Early life[edit | edit source]
Winnifred Vera Quick was born in Plymouth, England in 1904 to Frederick Charles Quick, a plasterer, and his wife, Jane Richards Quick. A second daughter, Phyllis May, was born on July 27th, 1909.
In 1910, Winnifred's father decided to emigrate from England to Detroit to make a better life for his family. He travelled alone, and would later send for his wife and daughters when he was financially secure. In the meantime, the Quicks would live with Jane Quick's mother in Plymouth. By early 1912, Frederick was established and secure and sent for his family. Soon after his wife booked passage for herself and their two daughters, she was notified that her ship's sailing had been cancelled due to a coal strike, but that they would be transferred to the RMS Titanic, which was set to sail on April 10th, 1912.
Aboard Titanic[edit | edit source]
Eight-year-old Winnifred, along with her mother and sister, boarded the Titanic as second-class passengers at Southampton. Despite calm seas, Winnifred was seasick for most of the first four days.
On April 14th, Winnifred and her family went to bed shortly after 9 PM. Neither Winnifred, her mother, or sister, felt the ship's collision with the iceberg at 11:40 PM. It was only after a passenger knocked on their cabin door telling them there had been an accident, did the Quick family realize something was wrong. Not thinking the ship was seriously damaged, Jane took her time getting dressed. A steward peeked his head inside the cabin and seeing how slow Jane was getting ready, demanded the family get their lifebelts on as the ship had struck an iceberg and was sinking.
Winnifred and her sister were awakened and dressed, and along with their mother, walked up five flights of stairs to A Deck. On deck, an unknown gentleman helped calm Winnifred who was crying hysterically, and fastened Phyllis with a lifebelt. Jane put Winnifred and Phyllis in Lifeboat 11, but she was initially denied entry herself when the man in charge uttered, 'only room for the children'. Jane reportedly told him, 'either we go together or we stay together'. He finally let her join her children; she was the last one allowed in the lifeboat, which according to Jane, held roughly 50 people. Even in the lifeboat, Winnifred continued to cry until someone noticed her shoes had fallen off and her feet were sitting in the freezing water.

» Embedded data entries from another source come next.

PR #2796, opened 2023-03-23
Update Makefile to not allow unset variables

s-fairchild:
Adding SHELLFLAGS and switch to double dollar signs to prevent make from expanding bash variables

No current issues.

Currently unset variables are allowed in Makefile. I don't believe there should be a case where we need/want unset variables, I believe this a safer option.  

`.SHELLFLAGS := -o nounset -c` sets `nounset` and variables are expanded by bash by escaping with double dollar signs.

### Test plan for issue:
Existing tests that utilize make

No

### DIFF
--- a/Makefile
+++ b/Makefile
@@ -1,15 +1,16 @@
 SHELL = /bin/bash
+.SHELLFLAGS := -o nounset -c
 TAG ?= $(shell git describe --exact-match 2>/dev/null)
 COMMIT = $(shell git rev-parse --short=7 HEAD)$(shell [[ $$(git status --porcelain) = "" ]] || echo -dirty)
-ARO_IMAGE_BASE = ${RP_IMAGE_ACR}.azurecr.io/aro
+ARO_IMAGE_BASE = $${RP_IMAGE_ACR}.azurecr.io/aro
 E2E_FLAGS ?= -test.v --ginkgo.v --ginkgo.timeout 180m --ginkgo.flake-attempts=2 --ginkgo.junit-report=e2e-report.xml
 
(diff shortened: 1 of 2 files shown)


facchettos (dismissed):
:+1:

SrinivasAtmakuri (dismissed):
LGTM!

dem4gus (dismissed):
Good change 👍

Makefile
```diff
@@ -132,7 +133,7 @@ publish-image-e2e: image-e2e
 	docker push $(ARO_IMAGE)
 
 extract-aro-docker:
-	hack/ci-utils/extractaro.sh ${ARO_IMAGE}
+	hack/ci-utils/extractaro.sh $${ARO_IMAGE:-}
```
cadenmarchese, line 136: I think this is where your e2e failure is coming from:
```suggestion
	hack/ci-utils/extractaro.sh $${ARO_IMAGE}
```
~~~
+ DOCKERID=
make: *** [Makefile:136: extract-aro-docker] Error 1
~~~

s-fairchild: I was able to fix the e2e pipeline by hardcoding `ARO_IMAGE` here: https://github.com/Azure/ARO-RP/blob/ce4e22ae71e5d2886db1cdba5857ef19e067a682/.pipelines/e2e.yml#L47

cadenmarchese:
I also ran build and push pipeline to ensure that functionality isn't impacted:

https://msazure.visualstudio.com/AzureRedHatOpenShift/_build/results?buildId=71135590&view=results

PR #2797, opened 2023-03-23
remove --enable-soft-delete option

mbukatov:
This option was removed in azure-cli 2.41.0, for more context see:

https://learn.microsoft.com/en-us/azure/key-vault/general/soft-delete-change


dem4gus (approved):
:+1:

cadenmarchese (approved):

PR #2800, opened 2023-03-24
Guardrail policy: Prevent regular user from managing resources in the certain API group

xiaoyu74:

Guardrail policy: Regular User Validation: https://issues.redhat.com/browse/ARO-2140

Prevent non-authorized user from managing resources in the certain APIgroup

### Test plan for issue:
Gator test and unit test

N/A


pkg/operator/controllers/guardrails/policies/gktemplates-src/aro-regularuser-validation/src_test.rego
```diff
@@ -0,0 +1,91 @@
+package aroregularuservalidation
+
+import data.aroregularuservalidation
+
+test_denies_regular_user_access {
+    input := {
```
ArrisLee, line 6: I think you can create a function for generating inputs instead of creating input obj in each cases

ArrisLee (commented):
left some comments, others LGTM

pkg/operator/controllers/guardrails/policies/gkconstraints/aro-regularuser-apigroup-access.yaml
```diff
@@ -0,0 +1,10 @@
+apiVersion: constraints.gatekeeper.sh/v1beta1
+kind: ARODenyRegularUserApigroups
```
jaitaiwan, line 2: Probably a silly sticking point, but I think that it should be APIGroups not `Apigroups`

pkg/operator/controllers/guardrails/policies/gktemplates-src/aro-deny-regularuser-apigroups/aro-deny-regularuser-apigroups.tmpl
```diff
@@ -0,0 +1,24 @@
+apiVersion: templates.gatekeeper.sh/v1beta1
+kind: ConstraintTemplate
+metadata:
+  name: arodenyregularuserapigroups
```
jaitaiwan, line 4: For consistency this name should probably be aro-deny- etc.

pkg/operator/controllers/guardrails/policies/gktemplates/aro-deny-regularuser-apigroups.yaml
jaitaiwan, line 1: Maybe it would be wise to put rego and libs arguments into an external file so we have validation in editors?

jaitaiwan (commented):
I have some minor nit-picks. LGTM otherwise :D

pkg/operator/controllers/guardrails/policies/gktemplates/aro-deny-regularuser-apigroups.yaml
yjst2012: not sure if you meant the ConstraintTemplate yaml file is too long and difficult to read, if yes, this is maybe not easy, as yaml has to have all the contents and gatekeeper has [a long template file in their lib](https://github.com/open-policy-agent/gatekeeper-library/blob/master/library/general/containerlimits/template.yaml) as well.
btw, this is not a problem, because it is auto-generated from the tmpl + rego files, which is the place to write our logic and review.

yjst2012 (changes requested):

pkg/operator/controllers/guardrails/policies/gkconstraints/aro-regularuser-apigroup-access.yaml
xiaoyu74: It's a good point. thanks

pkg/operator/controllers/guardrails/policies/gktemplates-src/aro-deny-regularuser-apigroups/src.rego
```diff
@@ -0,0 +1,12 @@
+package arodenyregularuserapigroups
+
+import future.keywords.in
+import data.lib.common.get_user
+
+# Prevent regular users from managing certain resources in restricted API group
+violation[{"msg": msg}] {
+    input.review.operation in ["CREATE", "UPDATE", "DELETE"]
+    user := get_user(input.review)
+    not regex.match("^(system|kube):.+", user)
```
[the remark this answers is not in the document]
xiaoyu74: Thanks @ArrisLee , it's a good point. 

As we discussed, this initial implementation is based on the [SPIKE doc](https://docs.google.com/document/d/1lbxVaGZ5T__foLRQ_npoa9QCg2mqOi4GBiSXHwLjPT8/edit#heading=h.dzeyoh17ibsy) (Not accurate enough though). The key point is how we define a regular user and considering both user groups and leveraging a service account are worth to check further. cc: #yjst2012

pkg/operator/controllers/guardrails/policies/gktemplates-src/aro-deny-regularuser-apigroups/aro-deny-regularuser-apigroups.tmpl
xiaoyu74: I think all the Constraint Template follow the same name patter without the `-` in between.

pkg/operator/controllers/guardrails/policies/gktemplates-src/aro-deny-regularuser-apigroups/src.rego
```diff
@@ -0,0 +1,12 @@
+package arodenyregularuserapigroups
+
+import future.keywords.in
+import data.lib.common.get_user
+
+# Prevent regular users from managing certain resources in restricted API group
+violation[{"msg": msg}] {
+    input.review.operation in ["CREATE", "UPDATE", "DELETE"]
+    user := get_user(input.review)
```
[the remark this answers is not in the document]
xiaoyu74: Thanks Jeff. I will use the common lib `is_exempted_account(input.review)` to check the authorized user.
Also need to check how the groups related to the authorized user identity.

yjst2012 (commented):
LGTM, please fix the yaml lint issues
btw, have you tested it in a real cluster

yjst2012 (approved):

xiaoyu74:
> LGTM, please fix the yaml lint issues btw, have you tested it in a real cluster

Checked with the [gatekeeper upstream](https://openpolicyagent.slack.com/archives/CDTN970AX/p1685725958551539?thread_ts=1685666994.371049&cid=CDTN970AX) looks our previous assumption that the restriction to access the resources ValidatingWebhookConfiguration, and MutatingWebhookConfiguration in the APIGroup doesn't take effect is an expected behavior but it is partial right, it just isn't specific to Gatekeeper, it's built into Kubernetes ([link](https://github.com/kubernetes/api/blob/63505c4e796f6267d5c811a45f020427447b6ebc/admissionregistration/v1beta1/types.go#L171))

Discussed in our Azure Arch meeting today and we probably cannot restrict the access from the gatekeeper policy level but from guardrail controller instead. So, we probably need to create a new SPIKE ticket to do some investigation about the new implementation.  WDYT @yjst2012

PR #2801, opened 2023-03-24
replaces the standard library mux with chi in the gateway

facchettos:
replaces the standard library with go-chi since we apparently lost the access logs with it. Standard library returned 404 for requests which should have been found. 

also put the probe back to the port 80 where it used to be so we don't run into the problem of `ProbeInUSeByVMSS` 

Fixes

### DIFF
--- a/pkg/deploy/assets/gateway-production.json
+++ b/pkg/deploy/assets/gateway-production.json
@@ -178,7 +178,7 @@
                     {
                         "properties": {
                             "protocol": "Http",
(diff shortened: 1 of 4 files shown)


jaitaiwan:
What's the "Why" of this PR?

cadenmarchese (approved):
Approved with similar comment as https://github.com/Azure/ARO-RP/pull/2802. Thanks for the fix!

PR #2802, opened 2023-03-24
replaced standard library with chi in dbtoken

facchettos:
When replacing `gorilla/mux` with the standard library we lost the access logging. Using `chi` instead of the standard library will add the access logging back

Fixes

### DIFF
--- a/pkg/dbtoken/server_test.go
+++ b/pkg/dbtoken/server_test.go
@@ -55,7 +55,7 @@ func TestServer(t *testing.T) {
 			wantStatusCode: http.StatusOK,
 		},
 		{
-			name: "GET unauthorized /token returns 403",
+			name: "GET unauthorized /token returns 405",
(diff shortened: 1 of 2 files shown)


pkg/dbtoken/server_test.go
```diff
@@ -55,7 +55,7 @@ func TestServer(t *testing.T) {
 			wantStatusCode: http.StatusOK,
 		},
 		{
-			name: "GET unauthorized /token returns 403",
+			name: "GET unauthorized /token returns 405",
```
facchettos, line 58: this is reverting the change and the behavior is back to exactly what it was with gorilla/mux

cadenmarchese (approved):
Without any testing on my end, this looks 👍 to me. I see why we don't want to go back to Gorilla, and if there are any issues with this we should pick it up very quickly during release

PR #3603, opened 2024-05-29
Making Gateway and RP Managed Boot Diagnostics

azoppiserpa:

Fixes https://issues.redhat.com/browse/ARO-7792 and https://issues.redhat.com/browse/ARO-7791

- We are making Gateway and RP Boot Diagnostics use managed storage accounts instead of the previously used custom storage accounts, which will be deleted.
- Before, we needed to disable SAS for such storage accounts. As they will be deleted, we no longer need that, just migrating to managed Boot Diagnostics is sufficient.

### Test plan for issue:

✅ 1. Local test: I ran `make generate` and `rp-production.json` and `gateway-production.json` had the desired change on the storage account resource. I also ran `make unit-test-go` and `make build-all` to be sure I hadn't broken anything and it was compiling fine. All these commands were executed in the root of `ARO-RP`.
✅  2. INT test: deployment to int was successful, and desired settings were shown in the Portal (managed Boot Diagnostics).
✅  3. VMSS rebooting validation: rebooted the INT VMSS, and the logs had a new entry correctly added about this reboot, that could be seen from the Boot Diagnostics UI in the Portal.

I guess not. Let me know if I am wrong.

I will do a manual check in the Portal, like I did for INT, about the desired settings.

### DIFF
--- a/pkg/deploy/generator/resources_gateway.go
+++ b/pkg/deploy/generator/resources_gateway.go
@@ -346,8 +346,7 @@ func (g *generator) gatewayVMSS() *arm.Resource {
 					},
 					DiagnosticsProfile: &mgmtcompute.DiagnosticsProfile{
 						BootDiagnostics: &mgmtcompute.BootDiagnostics{
-							Enabled:    to.BoolPtr(true),
-							StorageURI: to.StringPtr("[concat('https://', parameters('gatewayStorageAccountDomain'), '/')]"),
+							Enabled: to.BoolPtr(true),
 						},
 					},
 				},
--- a/pkg/deploy/assets/gateway-production.json
+++ b/pkg/deploy/assets/gateway-production.json
@@ -294,8 +294,7 @@
                     },
                     "diagnosticsProfile": {
                         "bootDiagnostics": {
-                            "enabled": true,
-                            "storageUri": "[concat('https://', parameters('gatewayStorageAccountDomain'), '/')]"
+                            "enabled": true
                         }
                     },
                     "extensionProfile": {
--- a/pkg/deploy/assets/rp-production.json
+++ b/pkg/deploy/assets/rp-production.json
@@ -493,8 +493,7 @@
                     },
                     "diagnosticsProfile": {
                         "bootDiagnostics": {
-                            "enabled": true,
-                            "storageUri": "[concat('https://', parameters('storageAccountDomain'), '/')]"
+                            "enabled": true
                         }
                     },
                     "extensionProfile": {
--- a/pkg/deploy/generator/resources_rp.go
+++ b/pkg/deploy/generator/resources_rp.go
@@ -634,8 +634,7 @@ func (g *generator) rpVMSS() *arm.Resource {
 					},
 					DiagnosticsProfile: &mgmtcompute.DiagnosticsProfile{
 						BootDiagnostics: &mgmtcompute.BootDiagnostics{
-							Enabled:    to.BoolPtr(true),
-							StorageURI: to.StringPtr("[concat('https://', parameters('storageAccountDomain'), '/')]"),
+							Enabled: to.BoolPtr(true),
 						},
 					},
 				},


pkg/deploy/generator/resources_gateway.go
```diff
@@ -421,5 +422,8 @@ func (g *generator) gatewayRBAC() []*arm.Resource {
 }
 
 func (g *generator) gatewayStorageAccount() *arm.Resource {
-	return g.storageAccount("[substring(parameters('gatewayStorageAccountDomain'), 0, indexOf(parameters('gatewayStorageAccountDomain'), '.'))]", nil, nil)
+	accountProperties := mgmtstorage.AccountProperties{
```
nwnt, line 425: Duplicate

azoppiserpa: Updated the PR making this change in a way that is more clean and reusable, as per our discussion on Teams. Thanks!

cadenmarchese:
FYI on https://github.com/Azure/ARO-RP/pull/3564 which we are working on to interact with regional storage accounts (using some new packages). In it's current state, it doesn't look to conflict with this PR, but it would be worth taking a look to make sure we're in alignment on it.

pkg/deploy/generator/resources_oic.go
```diff
@@ -23,15 +23,15 @@ var (
 
 func (g *generator) oicStorageAccount() *arm.Resource {
 	storageAccount := &mgmtstorage.Account{
-		Kind: mgmtstorage.StorageV2,
+		Kind: mgmtstorage.KindStorageV2,
 		Sku: &mgmtstorage.Sku{
 			Name: "Standard_LRS",
 		},
 		AccountProperties: &mgmtstorage.AccountProperties{
```
rajdeepc2792, line 30: Are we scoping the OIC storage accounts too for this story?
If yes, then we need to disable the SAS keys here too.
The OIC storage accounts will be accessed via EntraID and will not need the SAS keys, thus can be disabled.
The INT and PROD pipelines for deploying the OIC storage accounts will also need a change for disabling the SAS keys.

azoppiserpa: Hi @rajdeepc2792 , to the best of my knowledge, this story doesn't have OIC in scope.
At least it didn't, at the time I got it with @nwnt .
The reason why I changed from `StorageV2` to `KindStorageV2` here was to make it compile.
The `mgmt/storage` package was upgraded to a different version for the whole repo as a pre-requisite for RP and Gateway, and there was a usage of it there in OIC that I had to change as part of this upgrade.
So it's more of a coincidence, not a SAS change that was left behind for this story.

Please correct me if I'm wrong @nwnt . Thank you!

azoppiserpa:
@cadenmarchese regarding this
> FYI on #3564 which we are working on to interact with regional storage accounts (using some new packages). In it's current state, it doesn't look to conflict with this PR, but it would be worth taking a look to make sure we're in alignment on it.

I looked at it, and actually there might be a conflict.
That PR is adding `armstorage` to the packages.
`armstorage` is a newer version of `mgmt/storage`, from SDK track 2 instead of SDK track 1.

It makes sense to me to change my PR once #3564  is merged, so that I can use `armstorage` instead of `mgmt/storage`, as the migration to `armstorage` will be done in #3564 .

@nwnt What do you think?

azoppiserpa:
@cadenmarchese @rajdeepc2792 Updating after discussion with @nwnt :

Actually I don't need to wait your PR.
I can adjust mine so that it doesn't disable SAS (as we're deleting the RP and Gateway SAs later anyways), just migrates to managed boot diagnostics.
This way there won't be a conflict with your PR, nor a dependency.

rajdeepc2792 (approved):

azoppiserpa:
Note: I will be deleting the gateway and RP storage accounts on a separate PR

hlipsig (approved):

hlipsig:
My question in slack was if no definition of a location URI causes a default to the managed storage. The answer is yes and that's been validated in Int so I'm fine to merge this PR.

Winnifred finally fell asleep but was awoken when people around her cheered as the rescue ship RMS Carpathia became visible. Winnifred and Phyllis were put in a sack and pulled to Carpathia's deck. Winnifred later recalled seeing many survivors weeping and even observed burial at sea for several passengers who had died in the lifeboats. Winnifred's father heard the news of Titanic's sinking, but received a wireless message that his wife and daughters were safe. He was at the dock in New York on April 18th, when the Carpathia arrived. The Quicks spent the night as guests of the Hebrew Sheltering and Immigrant Aid Society. The following morning, the Quicks left New York City on the New York Express and arrived in Detroit on April 20th.
Winnifred's mother died in 1965, aged 84, and her sister, Phyllis died in 1954.
Career and marriage[edit | edit source]
Winnifred left school after graduating from the eighth grade. She worked in various jobs including making candy and as a sales clerk at a department store. In 1918, Winnifred met Alois Van Tongerloo and the two were married in 1923. He was a master carpenter; the marriage produced five children.
Later life[edit | edit source]
In 1966, her husband retired and the two travelled throughout the USA, reportedly visiting every state except Hawaii. When asked if she would ever make a return trip back to England, she replied "No! I don't like big boats! I like to go in the water up to my neck but not on top of the water over my head!" Although Winnifred didn't mind talking about her experiences on the Titanic, she never attended any organized gatherings of Titanic survivors.
Death[edit | edit source]
Winnifred Van Tongerloo died on July 4th, 2002 in East Lansing, Michigan, aged 98. She was one of the last five remaining survivors, the last survivor who did not lose a relative in the sinking, and was preceded in death by her husband and two of her children.